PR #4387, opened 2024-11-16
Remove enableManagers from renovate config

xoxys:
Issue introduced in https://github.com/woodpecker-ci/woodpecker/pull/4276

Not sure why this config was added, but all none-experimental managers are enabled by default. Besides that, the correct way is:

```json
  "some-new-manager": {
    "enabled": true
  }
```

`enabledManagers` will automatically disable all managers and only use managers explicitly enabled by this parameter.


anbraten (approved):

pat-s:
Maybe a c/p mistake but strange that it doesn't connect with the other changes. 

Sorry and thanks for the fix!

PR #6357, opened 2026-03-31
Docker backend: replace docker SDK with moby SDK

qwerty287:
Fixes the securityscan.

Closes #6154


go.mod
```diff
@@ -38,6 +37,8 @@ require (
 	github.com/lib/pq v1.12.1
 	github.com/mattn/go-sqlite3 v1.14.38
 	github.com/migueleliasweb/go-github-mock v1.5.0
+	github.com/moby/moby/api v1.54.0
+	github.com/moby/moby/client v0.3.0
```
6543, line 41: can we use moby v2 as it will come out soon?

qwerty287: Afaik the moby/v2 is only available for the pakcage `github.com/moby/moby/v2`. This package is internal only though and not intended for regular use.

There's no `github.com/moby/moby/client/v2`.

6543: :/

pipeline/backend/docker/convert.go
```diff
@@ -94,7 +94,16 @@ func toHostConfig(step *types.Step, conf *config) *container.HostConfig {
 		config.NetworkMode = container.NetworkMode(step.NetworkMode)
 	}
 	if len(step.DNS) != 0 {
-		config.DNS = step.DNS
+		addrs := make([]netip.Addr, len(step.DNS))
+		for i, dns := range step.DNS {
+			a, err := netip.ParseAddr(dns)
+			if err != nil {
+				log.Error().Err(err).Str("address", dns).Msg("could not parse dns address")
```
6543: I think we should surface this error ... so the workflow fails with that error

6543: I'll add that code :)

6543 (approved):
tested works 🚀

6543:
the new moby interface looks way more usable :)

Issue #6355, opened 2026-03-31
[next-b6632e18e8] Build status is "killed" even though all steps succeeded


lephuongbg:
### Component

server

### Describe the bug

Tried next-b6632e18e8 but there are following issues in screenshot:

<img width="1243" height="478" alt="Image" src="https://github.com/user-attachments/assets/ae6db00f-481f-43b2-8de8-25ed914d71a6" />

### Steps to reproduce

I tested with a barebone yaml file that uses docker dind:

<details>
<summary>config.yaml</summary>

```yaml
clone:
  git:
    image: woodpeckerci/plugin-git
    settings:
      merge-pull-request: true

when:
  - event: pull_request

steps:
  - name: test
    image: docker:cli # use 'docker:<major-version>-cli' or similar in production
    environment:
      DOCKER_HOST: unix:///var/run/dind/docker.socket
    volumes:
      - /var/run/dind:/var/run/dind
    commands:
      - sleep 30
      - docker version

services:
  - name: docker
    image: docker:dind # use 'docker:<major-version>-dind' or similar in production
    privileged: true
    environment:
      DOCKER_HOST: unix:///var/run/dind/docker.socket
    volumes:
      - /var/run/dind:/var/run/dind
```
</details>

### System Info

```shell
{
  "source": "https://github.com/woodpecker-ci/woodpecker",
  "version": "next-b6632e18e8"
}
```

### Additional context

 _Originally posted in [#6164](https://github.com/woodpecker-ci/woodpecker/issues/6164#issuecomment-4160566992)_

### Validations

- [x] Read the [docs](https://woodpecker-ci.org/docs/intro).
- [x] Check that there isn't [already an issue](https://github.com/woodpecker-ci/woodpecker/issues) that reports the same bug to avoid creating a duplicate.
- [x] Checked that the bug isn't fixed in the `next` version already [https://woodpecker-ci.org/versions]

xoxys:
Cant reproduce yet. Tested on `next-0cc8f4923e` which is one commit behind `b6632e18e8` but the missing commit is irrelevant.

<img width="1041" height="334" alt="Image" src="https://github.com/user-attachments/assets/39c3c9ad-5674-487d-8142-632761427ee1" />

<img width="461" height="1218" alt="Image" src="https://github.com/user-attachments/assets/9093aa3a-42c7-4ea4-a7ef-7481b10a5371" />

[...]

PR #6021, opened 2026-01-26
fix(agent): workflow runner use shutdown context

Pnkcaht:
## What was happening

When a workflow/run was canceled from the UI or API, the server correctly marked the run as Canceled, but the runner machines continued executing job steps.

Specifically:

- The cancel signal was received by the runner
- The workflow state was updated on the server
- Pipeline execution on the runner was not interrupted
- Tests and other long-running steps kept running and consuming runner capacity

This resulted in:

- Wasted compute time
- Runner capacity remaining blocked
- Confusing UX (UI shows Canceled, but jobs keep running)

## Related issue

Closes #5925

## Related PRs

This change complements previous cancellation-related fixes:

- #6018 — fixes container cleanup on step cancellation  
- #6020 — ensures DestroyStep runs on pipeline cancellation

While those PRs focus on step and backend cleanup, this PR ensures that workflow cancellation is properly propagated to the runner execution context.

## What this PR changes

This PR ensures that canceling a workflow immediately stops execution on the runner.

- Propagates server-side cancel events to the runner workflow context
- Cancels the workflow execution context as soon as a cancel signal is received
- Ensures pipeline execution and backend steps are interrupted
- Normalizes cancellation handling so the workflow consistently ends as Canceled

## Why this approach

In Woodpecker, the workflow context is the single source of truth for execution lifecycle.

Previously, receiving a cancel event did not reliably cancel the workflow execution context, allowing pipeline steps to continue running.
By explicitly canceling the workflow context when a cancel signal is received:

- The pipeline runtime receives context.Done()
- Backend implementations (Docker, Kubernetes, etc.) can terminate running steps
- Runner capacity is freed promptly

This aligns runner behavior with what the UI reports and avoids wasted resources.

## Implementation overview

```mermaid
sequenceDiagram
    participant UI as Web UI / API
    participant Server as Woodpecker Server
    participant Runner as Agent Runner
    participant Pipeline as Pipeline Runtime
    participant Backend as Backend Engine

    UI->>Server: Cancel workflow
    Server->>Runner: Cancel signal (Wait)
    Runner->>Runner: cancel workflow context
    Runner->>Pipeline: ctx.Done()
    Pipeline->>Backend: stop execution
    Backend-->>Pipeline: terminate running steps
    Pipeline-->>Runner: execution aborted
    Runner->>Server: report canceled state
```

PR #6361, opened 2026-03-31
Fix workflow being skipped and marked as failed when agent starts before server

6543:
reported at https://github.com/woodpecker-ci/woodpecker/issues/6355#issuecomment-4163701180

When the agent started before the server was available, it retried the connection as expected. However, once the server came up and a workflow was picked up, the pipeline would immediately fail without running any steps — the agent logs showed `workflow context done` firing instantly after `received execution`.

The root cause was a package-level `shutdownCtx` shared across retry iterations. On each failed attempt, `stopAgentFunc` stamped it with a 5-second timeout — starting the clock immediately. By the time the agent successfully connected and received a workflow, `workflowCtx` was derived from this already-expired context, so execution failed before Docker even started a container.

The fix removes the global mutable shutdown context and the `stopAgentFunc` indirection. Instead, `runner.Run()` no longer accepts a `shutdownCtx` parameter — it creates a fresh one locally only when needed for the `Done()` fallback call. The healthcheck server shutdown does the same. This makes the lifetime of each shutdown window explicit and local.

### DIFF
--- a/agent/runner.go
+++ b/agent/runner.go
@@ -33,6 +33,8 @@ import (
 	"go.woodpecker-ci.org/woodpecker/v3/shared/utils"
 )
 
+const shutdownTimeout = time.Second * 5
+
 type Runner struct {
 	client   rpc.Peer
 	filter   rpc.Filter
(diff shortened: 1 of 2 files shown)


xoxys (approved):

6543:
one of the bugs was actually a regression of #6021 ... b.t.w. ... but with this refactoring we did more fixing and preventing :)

* [AIM OF THE EXERCISE]: In the material above, find each line that has the string "enabled" and return it.

* [RESPONSE TO THE TASK]:
Not sure why this config was added, but all none-experimental managers are enabled by default. Besides that, the correct way is:
    "enabled": true
`enabledManagers` will automatically disable all managers and only use managers explicitly enabled by this parameter.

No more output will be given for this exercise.